WORK REQUIRED >> Return every line from the records below with the string "when".

DATA EXTRACTS >>
PR #1922, opened 2023-02-21
bugfix: wrong text in hf mfdes list when no data exists in trace

DidierA:
I noticed when data is missing in the trace (probably due to buggy code on my side), and using `hf mfdes list`,  the hex part was correctly stating `<empty trace - possible error>`, but the Annotations  were displaying valid commands such as `READ RECCORDS` or `CREATE STD DATA FILE`. The `cmd` buffer was read despite `cmdsize` being 0.


iceman1001:
Good catch!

RESPONSE >>
bugfix: wrong text in hf mfdes list when no data exists in trace
I noticed when data is missing in the trace (probably due to buggy code on my side), and using `hf mfdes list`,  the hex part was correctly stating `<empty trace - possible error>`, but the Annotations  were displaying valid commands such as `READ RECCORDS` or `CREATE STD DATA FILE`. The `cmd` buffer was read despite `cmdsize` being 0.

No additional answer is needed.